I’ve updated the script, making the change:
row.names(stateHist)<-row.names(as.data.frame(simulationData[1:nrow(stateHist),])) What was happening was that the simulation was terminating early due to either over leverage or max draw down being exceeded. Hence the length of the stateHist didn't match the length of the simulationData. Thanks
Hi Gekko,
Thank you for posting this series on the NEAT algorithm, as well as porting the code into R. I’m having some trouble installing the RNeat package. When I run:
library(“devtools”)
install_github(“ahunteruk/RNeat”)
I get the following errors:
Error: object ‘add_edges’ is not exported by ‘namespace:graph’

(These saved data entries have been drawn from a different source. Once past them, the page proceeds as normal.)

PR #1083, opened 2019-10-10
Add a new config GetDouble function. Fix LingerMs

lorienpatt:
Added a  new GetDouble function and replaced GetEnum on LingerMs getter.
GetEnum throws an exception of ArgumentException when it tries System.Enum.Parse(typeof(double), "3.5", ignoreCase: true); ("3.5" is just used as an example).

### DIFF
--- a/src/ConfigGen/Program.cs
+++ b/src/ConfigGen/Program.cs
@@ -352,6 +352,9 @@ namespace Confluent.Kafka
                     case "bool":
                         codeText += $"GetBool(\"{prop.Name}\")";
                         break;
+                    case "double":
+                        codeText += $"GetDouble(\"{prop.Name}\")";
+                        break;
                     default:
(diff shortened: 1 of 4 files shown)


mhowlett:
thanks for the contribution @lorienpatt 

some white space issues (indentation is different in your changes to the rest of the code).

also we should make sure we get the Config_gen.cs class by running ConfigGen against librdkafka v1.2.1 tag.

feel free to fix these up, or i'll do this tomorrow. 

also this is important enough that we should also target the 1.2.x branch (not master) and I'll do a 1.2.2 release.

lorienpatt:
I have fixed the base, and the whitespace.  I will leave you to get the Config_gen.cs class by running ConfigGen against librdkafka v1.2.1 tag.

lorienpatt:
I had actually modified the Config_gen.cs class, so I have now modified the ConfigGen project.  @mhowlett  can you please check that I updated all the places I need to to add the double type?

PR #1102, opened 2019-10-30
WIP: #904 - DescribeConfig(ConsumerGroup) Segfaults

caj-johnson:
One of the member's of our team found this one last week. It looks like there's a segfault when calling AdminClient.DescribeConfig for ResourceType.Any or ResourceType.Group.   I couldn't find a root cause in the dotnet-library. 

I wanted to get input on how we wanted to handle this, so I've created an integration test to reproduce the issue and marked this PR as a work-in-progress.


caj-johnson:
[clabot:check]

mhowlett:
thanks for the PR. only broker and topic resources are supported by describe configs (kafka constraint, not specific to this client). we should fix this to throw an exception, not segfault.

ERROR: lazy loading failed for package ‘RNeat’
Error: Command failed (1)
I’m using R version 3.1.3 on Platform: x86_64-apple-darwin10.8.0 (64-bit).
Any idea on how I can get the package to install properly?
Thanks in advance, Neil
There was a typo in the first error I wrote. It should read:
‘namespace:igraph’ rather than ‘namespace:graph’
Thanks.
hi!
trying tutorial and getting “Error: could not find function “newConfigNEAT”
Any idea whats going on?
Full log here: http://pastebin.com/PRUJe5tu
Pingback: Trading and Neural Network | Ing. Lele's Blog - HeadQuarter
Hey GekkoQuant,
first of all thank you for creating the NEAT code.
I tried to run it but unfortunately the simulation of training and out of sample sets doesn´t work over the defined length.
The stateHist takes the value “zoo series from 2007-01-01 (only) to 2009-01-02” (instead of 2016-07-15) in the out of sample simulation and a similar problem occurs when simulating the training set.
Has this problem already been discovered?
Is there any solution?
Thanks in advance!
d> install_github(“ahunteruk/RNeat”) #Install from github as not yet on CRAN
Error in curl::curl_fetch_disk(url, x$path, handle = handle) :
Problem with the SSL CA cert (path? access rights?)
I get this error when trying to install the package. Anyway around this?